Work instruction: Go through the data line by line from the top, retyping each exactly, and end with the line that contains "--- a/install.php".

Saved data entries
[Start of Attachment]

PR #2367, opened 2018-05-02
Install remembers status if submit fails

jobhh:
When the installer gives an "illegal or empty value" error, it reloads the page. During this it clears the password fields, ticks "Enable ACL" and the anonymous usage data. The license is also set to "CC Attribution-Share Alike 4.0 International" when "Do not show any license information" was selected.

This remembers the license regardless of which was selected and remembers the anonymous data collection checkbox. "Enable ACL" is still set to checked every time.

### DIFF
--- a/install.php
+++ b/install.php
@@ -149,7 +149,7 @@ function print_form($d){
     $d = array_map('hsc',$d);
 
     if(!isset($d['acl'])) $d['acl']=1;
-    if(!isset($d['pop'])) $d['pop']=1;
+    if(!isset($d['pop']) &&!isset($_REQUEST['submit'])) $d['pop']=1;
 
     ?>
     <form action="" method="post">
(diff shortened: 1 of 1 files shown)


install.php
```diff
@@ -197,8 +197,8 @@ function print_form($d){
         <fieldset>
             <p><?php echo $lang['i_license']?></p>
             <?php
-            array_push($license,array('name' => $lang['i_license_none'], 'url'=>''));
-            if(empty($d['license'])) $d['license'] = 'cc-by-sa';
+            $license['none'] = array('name' => $lang['i_license_none'], 'url'=>'');
```
phy25: `none` refers to an undefined value in configuration manager. `''` should be better and works on my end.

```suggestion
            $license[''] = array('name' => $lang['i_license_none'], 'url'=>'');
```

Klap-in:
@jobhh could you implement the suggestion?

jobhh:
@Klap-in done

phy25 (approved):

PR #2371, opened 2018-05-03
Update PHP logo URL to HTTPS

issmirnov:
- solves mixed content warnings on web security analyzers
- saves time since http://php.net/images/php.gif will redirect to https://secure.php.net/images/php.gif anyway.


phy25:
Maybe this should be edited on https://www.dokuwiki.org/wiki:syntax and synced into source later?

And I don't see a redirection from php.net to secure.php.net now :confused:

splitbrain:
wiki:syntax can not be edited on dokuwiki.org. So a pull request is the right aproach. secure.php.net works for me.

PR #2380, opened 2018-05-10
improve search to create new pages with odd name

msjang:
If search query contains white space and upper case letters, createQueryPageLink is created with unwanted pagename.

search query: Doku Wiki:Hello World
new pagename with this fix: doku_wiki:hello_world
new pagename without this: doku_wiki_hello_world (namespace not applied)


phy25:
I will go ahead to close this, but if you still have interest to polish the patch with the suggestions, you can open a new PR.

PR #2381, opened 2018-05-11
Border underneath `.tabs` drawn in front of the pagetools

jaller94:
The grey line between "Show page" and "Old revisions" comes from the tabs in the content section. If the pagetools are hovered by the mouse, it can be observed that the line is drawn above the pagetools.

Seen on: `/start?do=admin&page=extension`

screenshot from 2018-05-10

Remove `z-index:1` on the border underneath tabs. It does not seem to make a difference but fixes the border hovering over the toolbar.


splitbrain:
thanks!

PR #2382, opened 2018-05-11
WIP: PSR-2 refactoring for config plugin

splitbrain:
This needs quite a bit of refactoring and is not ready for review, yet.

Meanwhile I got some questions (@Chris--S could you help with answers?):

* the configuration class sets some internal variables (varname, format, heading) from the loaded config file itself. Are we using this anywhere?

(more questions when I encounter them...)


Chris--S:
Meanwhile I got some questions (@Chris--S could you help with answers?):

- the configuration class sets some internal variables (varname, format, heading) from the loaded config file itself the metadata file. Are we using this anywhere?
I don't think so.  They were initially there to add flexibility.  I don't think anyone ever used it.

- the admin component does something with the session. seems like some kind of locking mechanism? What's it good for? Do we need that?
I don't recall, it was 13 years ago!  Reading the code, its using the session to transfer (minimal) information from the POST to the GET.  I'm no longer sure why that's necessary - i.e. why it couldn't just save on a post and display on a GET.

- The PLUGIN_CONFIG_PLUGINLIST event seems not to be used by any plugin. I wonder why it was introduced. What would it be good for?
I can only go be what's written at https://www.dokuwiki.org/devel:event:plugin_config_pluginlist, "The event is designed to allow wiki farms to control visibility of plugins to administrators of the individual wikis that make up the farm".  I guess a farm could prevent the settings of some plugins being exposed to animal admins.

- there is an option in the plugin to display disabled plugins, but I don't think it is ever used. I think we can omit this?
Probably.  Initially all plugins were displayed and you could change the settings of disabled plugins. 7 years later that option was introduced and the behaviour reversed (https://github.com/splitbrain/dokuwiki/commit/0fc50f81064736071e053d874b60a990fd1af8c2).  I don't recall why.

(more questions when I encounter them...)

splitbrain:
The more I work on it, the more weird stuff I stumble on. The Settings objects have an update() method, which returns a boolean. Documentation says it returns false when the value did not change from the previous value OR an error occurred (eg. bad data was given). So it mixes two things: error handling and change info.

Now, then there is SettingNumericopt which returns always true when an empty string is passed. The default for most of these fields (eg. proxy_port) are empty strings.

This means the the configuration will always be resaved, when you're not using a proxy. Because the field always says it changed...

I will keep this behavior for now because I want to finally finish this.

Chris--S:
You’re right.

update is really a combination of validate + isChanged?

comment language is also poor, error should be replaced by validation.  I’ve pushed a small pull request improving the comments.

Chris--S:
The SettingNumericopt issue was introduced with https://github.com/splitbrain/dokuwiki/commit/55a4f137738ef5718cc047e5fb802e1c6d0a409f <https://github.com/splitbrain/dokuwiki/commit/55a4f137738ef5718cc047e5fb802e1c6d0a409f>

Its not a good change.  It doesn’t attempt to update the setting if it the user provides an empty value and as you describe, it ensures the configuration is always being saved.  I’ll endeavour to send you a PR to fix this.  Might be too much to split update() into validate & update.

splitbrain:
f37fd93eb642c709ffd1cbb73dee42771c53a56e should take care of the numericopt bug (without changing how update() works)

splitbrain:
@Chris--S one last thing currently not working is handling undefined configurations (stuff that has no associated metadata). I can't figure out how this worked before. My current approach (55a4f137738ef5718cc047e5fb802e1c6d0a409f) simply saves all `SettingUndefined` objects through their `out()` method (inherited from `Setting`). But this will mess up types, eg. `$conf['foo'] = 1;` becomes `$conf['foo'] = '1';` -- it's not the end of the world, but I think it did not do that previously. Can you point me to the old code that preserved undefined settings as is when saving?

splitbrain:
There seem to be 4 plugins that define their own Settings class for configuration by inheriting from the (no longer existing) `\setting` class:

1. https://codesearch.dokuwiki.org/xref/plugin/sfauth/conf/metadata.php#3 by @cosmocode
2. https://codesearch.dokuwiki.org/xref/plugin/oauth/conf/metadata.php#8 by @cosmocode
3. https://codesearch.dokuwiki.org/xref/plugin/txtconf/txtconfig.class.php#7 (not on github)
4. https://codesearch.dokuwiki.org/xref/plugin/settingstree/settings/settingswrapper.class.php#48 by @fajan

1 and 2 are not a big problem, since I have commit access. Fixing would require creating a new namespaced class in the plugin's namespace. metadata.php would then get the full namespaced class name and `Configuration::determineClassName()` should pick it up automatically. I think this could even be made backward compatible, the old code simply instantiates the class as given - namespaces included. Would probably be good to implement this in the `oauth` plugin as an example.

3 and 4 are not straight forward extensions. There seems to be a lot more going on and I those plugin will probably break.

lib/plugins/config/core/Loader.php
```diff
@@ -20,12 +20,15 @@ class Loader {
...
      * @param ConfigParser $parser
+     * @triggers PLUGIN_CONFIG_PLUGINLIST
      */
     public function __construct(ConfigParser $parser) {
         global $conf;
         $this->parser = $parser;
         $this->plugins = plugin_list();
         $this->template = $conf['template'];
+        // allow plugins to remove configurable plugins
+        trigger_event('PLUGIN_CONFIG_PLUGINLIST', $list);
```
Klap-in: It looks like that `$list` is not defined already or used further in this function

Chris--S:
That is what happens now.  Just ran a test, 

$conf[‘myUndefinedSetting’] = 1;

update another setting in the config manager, updated local.php now says

$conf[‘myUndefinedSetting’] = ‘1';

fajan:
For plugin 4, settingstree: it's not maintained. You should go ahead and break compatibility.

splitbrain:
There are four plugins using the now removed `_cautionList` parameter instead of the much simpler `_caution` one:

1. https://codesearch.dokuwiki.org/xref/plugin/authhttp/conf/metadata.php#8 by @pief
2. https://codesearch.dokuwiki.org/xref/plugin/authhiorgserver/conf/metadata.php#9 by @hiorgserver
3. https://codesearch.dokuwiki.org/xref/plugin/authloginapi/conf/metadata.php#3 by @xelio-plus
4. https://codesearch.dokuwiki.org/xref/plugin/authsplit/conf/metadata.php#19 by @pief

Ideally these plugins should be updated to use the `_caution` parameter instead (it's supported since a few years). When the plugins are not upgraded, the warning icons will not be displayed but the plugins and their settings will continue to work as before.

splitbrain:
@Chris--S @Klap-in @micgro42 could you have another look at this? Maybe also try editing your wiki configs with this branch to see if anything breaks.

micgro42:
It seems some plugins extend the settings class, like [oauth](https://github.com/cosmocode/dokuwiki-plugin-oauth/blob/e18abddf76dd5749b142fa97b0878488c17d2ddb/conf/metadata.php#L8). This then leads to fatal errors:

`PHP Fatal error:  Class 'setting' not found in /home/michael/workspace/dokuwiki/lib/plugins/oauth/conf/metadata.php on line 8`

splitbrain:
@micgro42 see https://github.com/splitbrain/dokuwiki/pull/2382#issuecomment-392066499 ;-)

micgro42:
However, there seem to be a few more plugins affected by extending subclasses of `setting`:
https://codesearch.dokuwiki.org/search?project=plugin&project=template&q=extends&defs=&refs=&path=conf%2F&hist=&type=

splitbrain:
@micgro42 oh, you're right. I missed sfauth (@cosmocode), source (@Chris--S) and src (not on github).

I though about adding some dummy classes inheriting from the correct ones in `/inc/deprecated.php` however I also adjusted the signature of the `html()` method and that throws warnings about Signature mismatches... but maybe that is still better than a full fatal error?

Issue #1250, opened 2015-07-24
Footnotes break metadata abstract saving


michitux:
During metadata rendering, an abstract consisting of the first 250 bytes is captured. When a footnote is encountered during this first part of the page, strange things happen. If abstract saving ends inside the footnote, only the text of the footnote is in the abstract. If abstract saving continues, the part before the footnote is restored, but the length of the footnote still counts against the abstract length, so at the end it will be too short.

I think instead of saving away the current text footnotes should rather temporarily disable capturing and re-enable it at the end of the footnote if it was enabled before it (i.e. the state needs to be saved).

Michaelsy:
This bug is again and duplicated reported (and discussed) in #2383.

PR #2390, opened 2018-05-16
Fix for Issue#1250 Footnotes break metadata abstract saving

Chris--S:
Fix disables capturing during footnote rendering and cleans up some out of date code/comments which imply footnotes are captured.

Test to come.


Chris--S:
Addresses Issue #1250

PR #685, opened 2018-08-30
Feature/summit support

iparask:
This Pull Request is to make sure that the changes in the LSF adaptor are per coding styles and semantics


src/saga/adaptors/lsf/lsfjob.py
```diff
@@ -187,8 +187,13 @@ def _lsfcript_generator(url, logger, jd, ppn, lsf_version, queue, span):
...
         lsf_params += "#BSUB -q %s \n" % queue
 
-    if jd.project is not None:
+    if jd.project is not None and ':' in jd.project:
+        account, reservation = jd.project.split(':',1)
+        lsf_params += "#BSUB -P %s \n" % str(account)
+        lsf_params += "#BSUB -U %s \n" % str(reservation)
+    elif jd.project is not None:
         lsf_params += "#BSUB -P %s \n" % str(jd.project)
+
```
andre-merzky: This is nicely in sync with the slurm impl...

src/saga/adaptors/lsf/lsfjob.py
```diff
@@ -198,6 +203,14 @@ def _lsfcript_generator(url, logger, jd, ppn, lsf_version, queue, span):
...
     lsf_params += "#BSUB -n %s \n" % str(jd.total_cpu_count)
 
+    if jd.total_node_count is None:
+        jd.total_node_count = 1
+
+    lsf_params += "#BSUB -nnodes %s \n" %str(jd.total_node_count)
+
+    if jd.alloc_flags is not None:
+        lsf_params += "#BSUB -alloc_flags %s \n" % ', '.join(jd.alloc_flags)
+
```
andre-merzky: Can you please explain what the semantics of this alloc flag is on summit?

src/saga/adaptors/lsf/lsfjob.py
```diff
@@ -243,7 +256,9 @@ def _lsfcript_generator(url, logger, jd, ppn, lsf_version, queue, span):
                           saga.job.WORKING_DIRECTORY,
                           saga.job.SPMD_VARIATION, # TODO: 'hot'-fix for BigJob
                           saga.job.PROCESSES_PER_HOST,
-                          saga.job.TOTAL_CPU_COUNT],
+                          saga.job.TOTAL_CPU_COUNT,
+                          saga.job.TOTAL_NODE_COUNT,
```
andre-merzky: For other adaptors we use the cores per node count to calculate the number of nodes needed (cobalt, torque).  This means we have to configure or hardcode that value - but I'd rater see that in sync with the other adaptors than changing the API.  For the SAGA layer, API uniformity over different backends is one of the defining features.  Would that be possible to approach in the same way as in those adaptors?

tests/adaptors/lsf/test_lsf_adaptor.py
```diff
@@ -0,0 +1,49 @@
...
+        self._jd.output = 'output.log'
+        self._jd.error = 'error.log'
+        self._jd.queue = 'normal-queue'
+        self._jd.project = 'TestProject'
+        self._jd.wall_time_limit = 70
+        self._jd.total_cpu_count = 24
+        self._jd.total_node_count = 2
+        self._jd.alloc_flags = ['gpumps', 'smt4']
+        
+        self._script = "\n#!/bin/bash \n#BSUB -J Test \n#BSUB -o output.log \n#BSUB -e error.log \n#BSUB -W 1:10 \n#BSUB -q normal-queue \n#BSUB -P TestProject \n#BSUB -n 24 \n#BSUB -nnodes 2 \n#BSUB -alloc_flags gpumps, smt4 \n\nexport  test_env=15 \n/bin/sleep 60 "
```
andre-merzky: Uh, this is a veeeery long line... ;-)

src/saga/adaptors/lsf/lsfjob.py
iparask: https://www.olcf.ornl.gov/for-users/system-user-guides/summit/running-jobs/#common-bsub-options

src/saga/adaptors/lsf/lsfjob.py
iparask: So `processes_per_host` is the job description entry that allows what you are referring to?

Is this because some resources require to tell them how many MPI processes are going to be submitted per node, regardless if they are going to launch any number of threads?

andre-merzky: Well, ideally we would get the number of cores/node from runtime inspection, like [here](https://github.com/radical-cybertools/saga-python/blob/devel/src/saga/adaptors/slurm/slurm_job.py#L379).  Alternatively we can hardcode that value in the adaptor, similar to [here](https://github.com/radical-cybertools/saga-python/blob/devel/src/saga/adaptors/torque/torquejob.py#L312) - we hardcode many things already, and should eventually switch to resource configs on the SAGA layer - but that's a different topic altogether.   I would  like to avoid a situation where the users need to know the core count in order to be able to request a number of cores, so a fallback value for when PPN is not set would really be useful.

src/saga/adaptors/lsf/lsfjob.py
vivek-bala: Should this be:
```
lsf_params += '#BSUB -alloc_flags "%s" \n' % ' '.join(jd.alloc_flags)
```

Note the quotation and separation by space above. The example in the referenced url specifies the flag as:
```
#BSUB -alloc_flags "gpumps smt1"
```

iparask: You are right. For some reason I saw a comma

src/saga/adaptors/lsf/lsfjob.py
iparask: Okay, I see your point. I will add a Summit specific hard coded value for now and mark it with a `TODO`.

src/saga/adaptors/lsf/lsfjob.py
```diff
@@ -187,22 +187,40 @@ def _lsfcript_generator(url, logger, jd, ppn, lsf_version, queue, span):
...
         lsf_params += "#BSUB -u %s \n" % str(jd.job_contact)
 
     # if total_cpu_count is not defined, we assume 1
     if jd.total_cpu_count is None:
-        jd.total_cpu_count = 1
+        total_cpu_count = 1
+    else:
+        total_cpu_count = jd.total_cpu_count
 
     lsf_params += "#BSUB -n %s \n" % str(jd.total_cpu_count)
```
vivek-bala: This causes an error on Summit since '-n' on Summit "Submits a parallel job and specifies the number of tasks in
the job." (source: 'man BSUB').

iparask:
@andre-merzky, I am dismissing the last review, since there are a lot of changes. Please review again and we can see what to do from there.

src/saga/adaptors/lsf_summit/lsfjob_summit.py
```diff
@@ -0,0 +1,1068 @@
...
+        total_cpu_count = jd.total_cpu_count
+
+    ppn = 42
+    number_of_nodes = int(total_cpu_count / ppn)
+    if total_cpu_count % ppn > 0:
+        number_of_nodes += 1
+    lsf_params += "#BSUB -nnodes %s \n" %str(number_of_nodes)
+
+    lsf_params += "#BSUB -alloc_flags 'gpumps smt4' \n"
+
```
andre-merzky: The 5 lines above are the only change really compared to the original adaptor, right?  If that's the case, we should `ifdef` that part and merge back to the original adaptor as soon as it works...

src/saga/adaptors/lsf_summit/lsfjob_summit.py
```diff
@@ -0,0 +1,1068 @@
...
+# --------------------------------------------------------------------
+# some private defs
+#
+_PTY_TIMEOUT = 2.0
+
+# --------------------------------------------------------------------
+# the adaptor name
+#
+_ADAPTOR_NAME          = "saga.adaptor.lsfjob_summit"
+_ADAPTOR_SCHEMAS       = ["lsf", "lsf+ssh", "lsf+gsissh"]
```
andre-merzky: This will conflict with the other LSF adaptor - adaptor selection is based on URLs.

src/saga/adaptors/lsf_summit/lsfjob_summit.py
iparask: As soon as @vivek-bala says it submits jobs correctly, I will put it in the original with a `if summit` statement.

src/saga/adaptors/lsf_summit/lsfjob_summit.py
iparask: Yes, you are right.

iparask:
It passed my test. The test is a unit test not an integration test. I think we need an integration test to address your last comment.

iparask:
I think it is ready. I executed correctly on SummitDev. Summit is still down I think. Nonetheless, I am not sure at this point, how to conduct more tests. Please review so that we can finalize how this adaptor looks like.

tests/adaptors/lsf_summit/test_lsf_adaptor.py
```diff
@@ -0,0 +1,60 @@
...
+        self._jd.executable = '/bin/sleep'
+        self._jd.arguments = 60
+        self._jd.environment = {'test_env': 15}
+        self._jd.output = 'output.log'
+        self._jd.error = 'error.log'
+        self._jd.queue = 'normal-queue'
+        self._jd.project = 'TestProject'
+        self._jd.wall_time_limit = 70
+        self._jd.total_cpu_count = 65
+        self._jd.alloc_flags = ['gpumps', 'smt4']
```
andre-merzky: This is not supported anymore, right?

andre-merzky:
Closed in favor of #700

PR #687, opened 2018-09-24
Fix/issue 686

iparask:
I would like to note that SLURM version on Stampede2 is `18.08.0` and also it return the following as `ppn_vals`:
```
2018-09-24 15:32:36,175: radical.saga.cpi    : MainProcess                     : MainThread     : INFO    :  === ppn_vals: ['272', '96']
```
As a result the check has changed from equal to 1 to larger of equal to 1


andre-merzky:
If stampede2 reports 2 different PPN values, then how do we know which is the 'right' one?  Can we select for a specific node type via some `qsub` flags?

iparask:
There are the `KNL` and `SKX` nodes. The `KNL` nodes have 272 cores, while the `SKX` have 96 logical cores. You can find more [here](https://portal.tacc.utexas.edu/user-guides/stampede2#knl-compute-nodes)

I am open to suggestions.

[End of Attachment]

Result:
PR #2367, opened 2018-05-02
Install remembers status if submit fails

jobhh:
When the installer gives an "illegal or empty value" error, it reloads the page. During this it clears the password fields, ticks "Enable ACL" and the anonymous usage data. The license is also set to "CC Attribution-Share Alike 4.0 International" when "Do not show any license information" was selected.

This remembers the license regardless of which was selected and remembers the anonymous data collection checkbox. "Enable ACL" is still set to checked every time.

### DIFF
--- a/install.php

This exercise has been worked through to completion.